4. Growing your circle of influence
As long as values drive you, your influence will grow. As an entrepreneur you will not be bound by the influences of your competitors, markets, or negative customer growth if you can interpret, anticipate, and empathize with a situation.
Do more than your customers expect; anticipate their needs and empathize with the concerns and grievances that underlie them. When presenting your product or service, make sure that you’re offering a very focused version of the product that can benefit your customer.
Likewise, try hiring employees with your staff and employees who complement your expertise. Ask them what they can bring to the table, instead of telling them what to do and how to do it. Instead of feeling threatened by their expertise, find a way to work with them, and appreciate them for their concern as well.

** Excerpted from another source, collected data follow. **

PR #7112, opened 2026-03-20
profiles: disable-exec: add mount points

pierretom:
Example case: you want to access the photos and have scripts or binaries on the same USB flash drive.
Let's set mount points not executable in disable-exec.inc.

Relates to:

* #7111

### DIFF
--- a/etc/inc/disable-exec.inc
+++ b/etc/inc/disable-exec.inc
@@ -6,6 +6,10 @@ noexec ${HOME}
 noexec ${RUNUSER}
 noexec /dev/mqueue
 noexec /dev/shm
+noexec /media
+noexec /mnt
+noexec /run/media
+noexec /run/mount
 noexec /run/shm
 noexec /tmp
 # /var is noexec by default for unprivileged users


kmk3:
(Offtopic)

> disable-exec: add mount points

This might be pedantic, but I think that a mount point refers to the exact path
where something is mounted, which is usually inside of paths like /run/media
(such as on /run/media/foo), not on /run/media itself (the same would apply to
/mnt and the other paths).

See also `mount(8)`.

pierretom:
> Suggestion:
> 
> ```diff
> diff --git a/etc/inc/disable-exec.inc b/etc/inc/disable-exec.inc
> index d7dcef7e7..e6b076107 100644
> --- a/etc/inc/disable-exec.inc
> +++ b/etc/inc/disable-exec.inc
> @@ -2,6 +2,12 @@
>  # Persistent customizations should go in a .local file.
>  include disable-exec.local
>  
> +# Note: Keep this in sync with disable-write-mnt.inc.
> +noexec /media
> +noexec /mnt
> +noexec /run/media
> +noexec /run/mount
> +
>  noexec ${HOME}
>  noexec ${RUNUSER}
>  noexec /dev/mqueue
> diff --git a/etc/inc/disable-write-mnt.inc b/etc/inc/disable-write-mnt.inc
> index 01f57cb0f..0d6988d10 100644
> --- a/etc/inc/disable-write-mnt.inc
> +++ b/etc/inc/disable-write-mnt.inc
> @@ -2,6 +2,7 @@
>  # Persistent customizations should go in a .local file.
>  include disable-write-mnt.local
>  
> +# Note: Keep this in sync with disable-exec.inc.
>  read-only /media
>  read-only /mnt
>  read-only /run/media
> ```

Thanks for the suggestion, but I don’t see why it would be linked to this file.
We block the execution, this has nothing to do with the write access.

> (Offtopic)
> 
> > disable-exec: add mount points
> 
> This might be pedantic, but I think that a mount point refers to the exact path where something is mounted, which is usually inside of paths like /run/media (such as on /run/media/foo), not on /run/media itself (the same would apply to /mnt and the other paths).
> 
> See also `mount(8)`.

Mount points is correct, /media, /mnt, ... are default mount points, the term is used in manpages, kernel docs and the FHS.
Mount paths is not a standard term.

kmk3:
> Thanks for the suggestion, but I don’t see why it would be linked to this
> file. We block the execution, this has nothing to do with the write access.

The point is not the command used, but that they refer to the same list of
directories.

If a new mount directory is added to one include, it should also be added to
the other.

For example, if `noexec /some/new/mnt` is added to disable-exec.inc, then
`read-only /some/new/mnt` should be added to disable-write-mnt.inc and
vice-versa.

It's easy to forget to do that when there is no indication that the two lists
are related, such as in reviews.

Also, if a user wants to add their own custom mount directory to a .local (such
as ~/mnt), the comments indicate that it should probably be added to the .local
profile of both includes.  Or more simply, to remind the user to use both
`noexec` + `read-only` (rather than just one of them) for the new path.

> > (Offtopic)
> > 
> > > disable-exec: add mount points
> > 
> > 
> > This might be pedantic, but I think that a mount point refers to the exact
> > path where something is mounted, which is usually inside of paths like
> > /run/media (such as on /run/media/foo), not on /run/media itself (the same
> > would apply to /mnt and the other paths).  See also `mount(8)`.
> 
> Mount points is correct, /media, /mnt, ... are default mount points, the term
> is used in manpages, kernel docs and the FHS.

/mnt itself is sometimes used as mount point (such as when installing Arch in
the CLI), but paths like /run/media are usually managed by a system service or
desktop environment and the mount points are usually on paths like
/run/media/foo and /run/media/bar, not directly on /run/media or /media.

That is, "mountpoint" is a specific term with a specific meaning and if
`mountpoint /run/media` returns something other than 0 in effectively all cases
(unless you go out of your way to change that), then I don't think it makes
sense to call /run/media a mountpoint.

> Mount paths is not a standard term.

I don't think there is a standard term to refer to paths like /media and
/run/media.

"mount paths" just refers to "paths related to mounting".

That is, it's not meant to be a term/thing in itself like "mountpoint".

pierretom:
Endless discussion, I'm merging, feel free to make your own changes.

The entrepreneurial activity doesn’t mean pushy, aggressive, or insensitive. It means you ‘re smartly value-driven, focused on reality, and understanding what needs to be done.
5. Influencing Consequences for Decisions
Stephen Covey rightly says “While we are free to choose our actions, we are not free to choose the consequences of those actions.” Consequences are natural law situations. They are not under your control, and therefore out of your influential circle.
As an entrepreneur, after you come to the receiving end of the consequences, you will realize that the choices are wrong, and next time you will do that differently. They ‘re mistakes you don’t have control over. The most proactive thing you can do when you’re filled with regrets for errors is to acknowledge it, correct it, and learn from it.
6. Testing your entrepreneurial spirit with proactivity- Entrepreneurs Habits
Proactive practice should not mean going to a death camp. What you can do is recognize the ordinary events in your day-to-day life, and learn to develop proactive capacity in life and work under extraordinary pressures. Try that 30 days.
Being proactive as an entrepreneur will mean focusing on your customers, your resources, and operating from your influential circle. It means making and keeping small commitments towards yourself and your teams. In the face of problems, it means looking for creative solutions. Understand that you can be reactive.